2013 Fitness plan: Day 2 Week 2
Last night I didn’t sleep too well. Not sure why, I felt tired and last week I slept really well every night thanks to eating well and getting a ton of exercise, so I don’t think it was the diet / working out. Anyway, the result was that this morning I wasn’t really feeling rested or enthusiastic about going for a run.
But, having forced myself to get up and have some breakfast, I managed to wake up a bit and did get out to complete another 5km. It was freezing, but once I was out it felt good. I managed a 28 minute 40 second lap of the park, which is over 30 seconds faster than any other run I’ve done this year, which is good. Still not terribly fast, and still quite a lot slower than my fastest times over 5km from last year. But its still only week 2 of getting back into this fitness lark.
Eating today was 100% slow carb accurate:
- breakfast was 3 eggs, spinach, salsa and a mug of green tea
- lunch was a bowl of mixed bean and veg stew
- dinner was a piece of salmon and a massive portion of boiled broccoli
- I had my standard protein shake post run and post workout
- throughout the day I also had 1 black coffee and 2 pints of water.

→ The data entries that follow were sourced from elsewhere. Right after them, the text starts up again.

Issue #38, opened 2020-04-13
[enhancement] Template the container


mr-feek:
we need to add support for the likes of 

- `app()` and  `resolve()` global helpers to return instances of `Application` with no args, or else proxy  the method call to `Container::make`
- `Container::make` needs support to take a classname as first parameter, and returns an instance of that classname

PR #39, opened 2020-04-13
feature: add types to container

mr-feek:
This should close https://github.com/psalm/psalm-plugin-laravel/issues/38

### DIFF
--- a/src/ReturnTypeProvider/AppReturnTypeProvider.php
+++ b/src/ReturnTypeProvider/AppReturnTypeProvider.php
@@ -1,0 +1,37 @@
+<?php declare(strict_types=1);
+
+namespace Psalm\LaravelPlugin\ReturnTypeProvider;
+
+use Psalm\CodeLocation;
+use Psalm\Context;
+use Psalm\Plugin\Hook\FunctionReturnTypeProviderInterface;
+use Psalm\StatementsSource;
+use Psalm\Type\Atomic\TNamedObject;
+use Psalm\Type\Union;
+
+final class AppReturnTypeProvider implements FunctionReturnTypeProviderInterface
+{
+
+    /**
+     * @return array<string>
+     */
+    public static function getFunctionIds(): array
+    {
+        return ['app', 'resolve'];
+    }
+
+    /**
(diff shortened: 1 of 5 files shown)


src/ReturnTypeProvider/AppReturnTypeProvider.php
```diff
@@ -0,0 +1,42 @@
...
+     */
+    public static function getFunctionReturnType(StatementsSource $statements_source, string $function_id, array $call_args, Context $context, CodeLocation $code_location)
+    {
+        if (!$call_args) {
+            return new Union([
+                new TNamedObject(\Illuminate\Contracts\Foundation\Application::class),
+            ]);
+        }
+
+        // @todo: this should really proxy to \Illuminate\Foundation\Application::make, but i was struggling with that
```
mr-feek, line 34: I was trying to do something like 

```
return $statements_source->getCodebase()->getMethodReturnType(
            \Illuminate\Foundation\Application::class . '::make',
            $context->self,
            $call_args
        );
```

however kept running into issues around specificity.

```
| MoreSpecificReturnType      | The declared return type 'Illuminate\Routing\Redirector' for Foo::appHelperResolvesTypes is more specific than the inferred return type 'T:fn-illuminate\foundation\application::make as object' |
| LessSpecificReturnStatement | The type 'T:fn-illuminate\foundation\application::make as object' is more general than the declared return type 'Illuminate\Routing\Redirector' for Foo::appHelperResolvesTypes
```

I must be missing something here, but both should end up with the same result regardless

muglug: > this should really proxy to \Illuminate\Foundation\Application::make

You can simulate that by having Psalm analyse a synthetic call: https://github.com/vimeo/psalm/blob/2fe8717639514834485ba354546bdc901f85aa8d/src/Psalm/Internal/Analyzer/Statements/Block/ForeachAnalyzer.php#L722-L749

mr-feek: oops, this implementation  was wrong anyway. I'll make a pr fixing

I. Must. Drink. More. Water.
My evening workout went okay:
- 1 set of 10 (5 on each side) kettle-bell clean and presses with a 28kg bell
- 3 sets of 10 (5 on each side) kettle-bell clean and presses with a 20kg bell
- 1 final set of 10 (5 on each side) kettle-bell clean and presses with a 28kg bell.
The first set was really tough though. I’m thinking that on Friday when I do this workout next, I may start with a set of 10 reps with the 20kg bell to warm up a little and see if I can do more sets with the 28kg bell.
Tomorrow is fast day number 3 which I’m not overly looking forward to, but having done two days last week, is doable.